Furthermore, contrary to the father's contention on the petitioner's appeal, the Family Court should have granted that branch of the petition which was to free the child for adoption. "This Court will not disturb a Family Court's determination regarding the best interests of the child unless it lacks a sound and substantial basis in the record" (Matter of Tabitha T.S.M. [Tracee L.M.—Candace E. ], 159 A.D.3d 703, 704, 71 N.Y.S.3d 619 ). Here, the hearing court's finding that it would be in the best interests of the child to remain in foster care instead of being freed for adoption lacks such a sound and substantial basis. The finding was based primarily on the opinions offered by the court-appointed evaluator, who recommended that the foster mother have custody of the child because she raised him since he was an infant, she has an "extremely close bond" with him, and she is able to take care of the child's special needs. While the evaluator also opined that the child has a "very positive relationship" with the father, and that it would not be in the best interests of the child to sever that relationship by freeing the child for adoption, the evaluator conceded that the foster mother and the father view each other with "significant distrust," that the child "hears conflicting information" from the foster mother and the father, that the child "senses their anger and conflict," and that the conflict was "very stressful" and "anxiety provoking" for the child. Although "[t]he recommendations of court-appointed experts are ... entitled to some weight," they are not determinative ( Matter of Pitt v. Reid , 111 A.D.3d 946, 946, 975 N.Y.S.2d 684 ). Based on the record before us, we find that the hearing court gave undue weight to the evaluator's conclusions with regard to the benefits of the child's relationship with the father (see Matter of Connolly v. Walsh , 126 A.D.3d 691, 694, 5 N.Y.S.3d 241 ) and failed to accord sufficient weight to the impact on the child of long-term foster care, which would continue to expose him to the distrust between the foster mother and the father, and deprive the child of "a permanent, nurturing family relationship" ( Matter of Michael B. , 80 N.Y.2d 299, 310, 590 N.Y.S.2d 60, 604 N.E.2d 122 ; see Matter of Cheyanne V. , 55 A.D.3d 1383, 864 N.Y.S.2d 645 ).
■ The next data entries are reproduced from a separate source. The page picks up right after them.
PR #3220, opened 2024-05-09
Variable Substitution: Options for enabling substution in command strings & for applying {fmt}-style number formatting

florianessl:
This PR enables two new features:
- Variable substitution in interpreter command strings (default CommandCodeInserter is used -> \v, \n, \t)
- Number formatting using {fmt} 
  just write the format specification after a ':'
  the parser will ignore anything that is not valid fmt syntax (also decimal types & 'precision' are not supported)

These two features require setting new liblcfs fields which are specified as follows:

```
System,easyrpg_var_substitution_in_commands,f,Boolean,0xDC,False,0,0,Enables substitution of '\v' '\n' '\a' inside string parameters of interpreter commands
System,easyrpg_var_substitution_formatting,f,Boolean,0xDD,False,0,0,Enables '{fmt}'-style format specifiers for usage inside variable substitution
```

### Example: Graphics customization
Consider you want to dynamically change an actor graphic or faceset depending on some settings.

With this branch you can just use any pre-existing command like this:

`com.string: "Actor\v[123:02d]"
`

... which evaluates to "Actor01.png", "Actor02.png", ..., "Actor[xx].png" depending on the value of Variable '123'

### DIFF
--- a/src/game_interpreter.cpp
+++ b/src/game_interpreter.cpp
@@ -1786,7 +1786,11 @@ int Game_Interpreter::ValueOrVariableBitfield(lcf::rpg::EventCommand const& com,
 }
 
 std::string Game_Interpreter::CommandString(lcf::rpg::EventCommand const& com) {
+#ifdef LIBLCF_STUB_COMSTRING_VARSUBSTITUTION
+	if (!Player::HasEasyRpgExtensions()) {
+#else
 	if (!Player::HasEasyRpgExtensions() || !lcf::Data::system.easyrpg_var_substitution_in_commands) {
+#endif
 		return ToString(com.string);
 	}
 	return PendingMessage::ApplyTextInsertingCommands(ToString(com.string), Player::escape_char, Game_Message::CommandCodeInserter);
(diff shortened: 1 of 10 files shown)


florianessl:
Oh, haven't thought about the reference not working there. Stupid me.
I'l look into how I can improve this without any unnecessary copying, and unit-tests for the formatting were definitely on my mind, I'm just working on several branches right now and  am constantly shifting my focus :D

I'm working on an extensive test suite for my three main branches, which hopefully will cover all sorts of use cases:
"ScopesVars", "MapInitTrigger" & this one. So, no need to go over any of those while this is still a work-in-progress (also, I'm on holiday for two weeks, so it will take some time.)

jetrotal:
1 request + 1 observation: 
- Also allow stringVars on that
- Are there cases where `\` is used to navigate between folders, like `..\Picture\enemies\slime`? would that break anything?

florianessl:
Closed, but will rework some of these features & maybe re-submit at a later time.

Moreover, the Family Court did not give sufficient weight to testimony from the assigned case planner and the foster mother that the child repeatedly had contact with the birth mother during his visits with the father, in violation of the court's directive precluding such contact with the birth mother. Similarly, the evaluator did not consider either the possibility that the father was exposing the child to the birth mother or the effects on the child of continued contact with the birth mother, information vital to assessing the best interests of the child.
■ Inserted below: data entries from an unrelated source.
PR #3221, opened 2024-05-10
New command "Wait for Single Movement"

Ghabry:
Originally by @jetrotal 

Redid the stuck check.

Also made the "waiting" similiar to how other events do it: E.g. "Wait for Key" will store all the keys it wants and no reread them from the event everytime. This is necessary because the values of variables can change. Storing them on first call avoids this issue.

### DIFF
--- a/src/game_character.cpp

Under all of the circumstances, we find that the record warrants a determination that the best interests of the child would be served by freeing him for adoption by the foster mother, with whom he has bonded and lived for nearly 10 years since infancy (see Matter of Tymel P. [Tyrone P.], 157 A.D.3d 699, 700, 69 N.Y.S.3d 92 ).
The parties' remaining contentions either are without merit or need not be reached in light of the foregoing determination.
Accordingly, we agree with the Family Court's termination of the birth mother's parental rights, but disagree with the court's determination denying that branch of the petition which was to free the child for adoption.
MASTRO, J.P., ROMAN, COHEN and CONNOLLY, JJ., concur.
DECISION & ORDER ON MOTION
Motion by the nonparty-respondent Taffee W. to strike the brief of the attorney for the child on appeals from an order of the Family Court, Kings County, dated June 5, 2017, on the ground that it refers to matter dehors the record. By decision and order on motion of this Court dated July 11, 2018, the motion was held in abeyance and referred to the panel of Justices hearing the appeals for determination upon the argument or submission thereof.
Upon the papers filed in support of the motion and the papers filed in opposition thereto, and upon the argument of the appeals, it is
ORDERED that the motion is denied.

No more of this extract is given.